Namun sebenarnya, usaha taksi Prima ini tidak semata-mata hanya untuk pemenuhan terhadap kebutuhan akan pasar. Salah satu alasan paling klasikal adalah masalah akan kebutuhan pemenuhan anggaran yang minim. Kondisi keuangan negara yang tidak stabil pada saat itu membuat sejumlah kalangan TNI melakukan bisnis militer, salah satunya TNI AL di lingkup Bandara Juanda.
Dalam perkembangannya, taksi Prima kepunyaan Primkopal memonopoli layanan antar-jemput penumpang di Bandara Juanda. Tiket taksi ini bisa dibeli di loket pintu keluar bandara, baik penerbangan domestik maupun internasional.
Dengan adanya monopoli taksi Prima, maka taksi komersial lain tidak diperbolehkan mengangkut penumpang di seluruh area Bandara Juanda, kecuali menurunkan penumpang. Jika taksi komersial lain ketahuan mengangkut penumpang, bisa dikenakan sanksi.
Monopoli taksi Prima milik Primkopal ini tentunya cukup meresahkan penumpang. Pasalnya, penumpang tidak memiliki moda transportasi alternatif sehingga rentan mendapatkan tarif tinggi. Taksi Prima sendiri menerapkan sistem tarif zona, yang bertentangan dengan PP No. 41 tahun 1993 yang menyatakan bahwa taksi seharusnya menerapkan pembayaran tarif berdasarkan argometer yang berfungsi baik.

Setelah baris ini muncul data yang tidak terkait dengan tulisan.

PR #21850, opened 2022-06-23
[ext_proc]: Refactor ext proc timeout handling

chaoqin-li1123:
Commit Message: Move setCallbackState and startTimer or disableTimer into the same function call because callback_state and timer have the same lifetime. This will make the state machine management more consistent and easier to reason about.
Additional Description:
Risk Level:
Testing:
Docs Changes:
Release Notes:
Platform Specific Features:
[Optional Runtime guard:]
[Optional Fixes #Issue]
[Optional Deprecated:]

### DIFF
--- a/source/extensions/filters/http/ext_proc/processor_state.cc
+++ b/source/extensions/filters/http/ext_proc/processor_state.cc
@@ -301,7 +301,7 @@ void ProcessorState::enqueueStreamingChunk(Buffer::Instance& data, bool end_stre
 }
 
 void ProcessorState::clearAsyncState() {
-  cleanUpTimer();
+  onFinishCall();
   while (auto queued_chunk = dequeueStreamingChunk(false)) {
     auto chunk = std::move(*queued_chunk);
     ENVOY_LOG(trace, "Injecting leftover buffer of {} bytes", chunk->data.length());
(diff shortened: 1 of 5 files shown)


source/extensions/filters/http/ext_proc/processor_state.cc
```diff
@@ -18,13 +18,22 @@ using envoy::service::ext_proc::v3::CommonResponse;
 using envoy::service::ext_proc::v3::HeadersResponse;
 using envoy::service::ext_proc::v3::TrailersResponse;
 
-void ProcessorState::startMessageTimer(Event::TimerCb cb, std::chrono::milliseconds timeout) {
+void ProcessorState::onStartCall(Event::TimerCb cb, std::chrono::milliseconds timeout,
```
snowp, line 21: Maybe name this (and the other function) super clear that we're talking about a call to the processor? e.g. `startProcessorCall`, `onStartProcessorCall` etc

snowp (changes requested):
Nice, seems like an improvement. One possible suggestion, but general lgtm

source/extensions/filters/http/ext_proc/processor_state.cc
chaoqin-li1123: Thanks, I have renamed the method.

snowp (approved):
lgtm, thanks!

Setelah melalui proses hukum yang panjang, akhirnya Komisi Pengawas Persaingan Usaha (KPPU) menyatakan operasionalisasi taksi di Bandara Juanda harus lebih terbuka. Pihak PT Angkasa Pura I pun membuka pintu bagi perusahaan taksi argo swasta apa pun untuk beroperasi di Bandara Juanda.
Sebagai langkah awal, pada tahun 2013 lalu, ada tiga perusahaan taksi argo, yaitu Bosowa, O-Renz, dan Gold, yang akan bersaing dengan taksi Prima milik Primkopal. Sebanyak 30 armada taksi ditempeli label “taksi bandara”.
Kini, untuk menghadapi persaingan yang makin terbuka, Primkopal telah memiliki 480 unit taksi Prima di Bandara Juanda. Dari jumlah itu, 30 unit taksi Prima menggunakan argometer, sedangkan sisanya masih menggunakan sistem zona.